START ENTRIES SUPPLIED

PR #4349, opened 2024-09-26
Use targets hierarchy API

osipxd:
**Subsystem**
Infrastructure

**Motivation**
[KTOR-7501](https://youtrack.jetbrains.com/issue/KTOR-7501/Use-target-hierarchy-DSL) Simplify targets hierarchy configuration 
More context here: https://github.com/ktorio/ktor/pull/4045

**Solution**
Configured target hierarchy using new [targets hierarchy DSL](https://github.com/JetBrains/kotlin/blob/v2.0.20/libraries/tools/kotlin-gradle-plugin-api/src/common/kotlin/org/jetbrains/kotlin/gradle/dsl/KotlinHierarchyDsl.kt)


whyoleg:
FYI: there was an attempt previously to migrate to target hierarchy. https://github.com/ktorio/ktor/pull/4044 and https://github.com/ktorio/ktor/pull/4045
But it was reverted (AFAIK by @e5l) because of some issues with long paths on Windows

buildSrc/src/main/kotlin/JsConfig.kt
```diff
@@ -1,33 +1,40 @@
...
             }
         }
     }
 
+    configureJsTasks(nodeJsEnabled)
     configureJsTestTasks()
 }
 
-private fun Project.configureJsTasks() {
+private fun Project.configureJsTasks(nodeJsEnabled: Boolean) {
```
whyoleg, line 34: minor: probably this could be inclined into DSL above to simplify the buildscript

buildSrc/src/main/kotlin/JvmConfig.kt
```diff
@@ -15,41 +16,43 @@ fun Project.configureJvm() {
...
-                    api("org.jetbrains.kotlin:kotlin-stdlib-jdk8:${Versions.kotlin}")
-                    api("org.jetbrains.kotlinx:kotlinx-coroutines-jdk8:${Versions.coroutines}") {
-                        exclude(module = "kotlin-stdlib")
-                        exclude(module = "kotlin-stdlib-jvm")
-                        exclude(module = "kotlin-stdlib-jdk8")
-                        exclude(module = "kotlin-stdlib-jdk7")
+        sourceSets {
+            jvmMain {
+                dependencies {
+                    if (jdk > 6) {
```
whyoleg, line 25: FYI: there is no need anymore to provide different versions of stdlib as everything now is available in just stdlib - which is applied by default.
the same for coroutines dependency.

So it's possible to simplify everything and just not add stdlib/coroutines in platform sourceSets, as `coroutines` are already added in `CommonConfig`

buildSrc/src/main/kotlin/TargetsConfig.kt
```diff
@@ -22,329 +22,91 @@ val Project.hasJsAndWasmShared: Boolean get() = files.any { it.name == "jsAndWas
...
-                    findByName("nixMain")?.let { dependsOn(it) }
-                }
+@OptIn(ExperimentalKotlinGradlePluginApi::class)
+private val hierarchyTemplate = KotlinHierarchyTemplate {
+    withSourceSetTree(KotlinSourceSetTree.main, KotlinSourceSetTree.test)
 
-                val linuxTest by getting {
-                    findByName("nixTest")?.let { dependsOn(it) }
+    common {
+        withCompilations { true }
```
whyoleg, line 72: AFAIK this line is not needed

buildSrc/src/main/kotlin/WasmConfig.kt
```diff
@@ -2,30 +2,36 @@
...
+            wasmJsTest {
                 dependencies {
-                    implementation(npm("puppeteer", Versions.puppeteer))
+                    implementation(npm("puppeteer", libs.versions.puppeteer.get()))
                 }
             }
         }
     }
 
+    configureWasmTasks()
```
whyoleg, line 34: the same here as with JS

osipxd:
> FYI: there was an attempt previously to migrate to target hierarchy. #4044 and #4045
> But it was reverted (AFAIK by @e5l) because of some issues with long paths on Windows

@e5l do you remember what problem was there? The only thing I found is that it was reverted as part of the migration to kotlinx-io (https://github.com/ktorio/ktor/pull/4032)

e5l:
@osipxd, import, and build failed on the Windows machine because of the long cache path generated by the Kotlin Gradle plugin. We need to check Windows project import in the IDE

osipxd:
> We need to check Windows project import in the IDE

Okay, I have a windows machine, so I will check

osipxd:
Import and build work fine on my Windows PC. Nevertheless, I've enabled [Windows build on CI](https://ktor.teamcity.com/buildConfiguration/Ktor_KtorMatrixCoreWindowsJava11/280849?hideTestsFromDependencies=false&hideProblemsFromDependencies=false&expandPull+Request+Details=true) to check it also on our CI.

bjhham (approved):

osipxd:
Let's give it a try 🤞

END ENTRIES SUPPLIED

▸ EXERCISE BRIEF
Copy out, from the listing above, every line that contains the string "some".

▸ ANSWER TO THIS TASK
But it was reverted (AFAIK by @e5l) because of some issues with long paths on Windows
> But it was reverted (AFAIK by @e5l) because of some issues with long paths on Windows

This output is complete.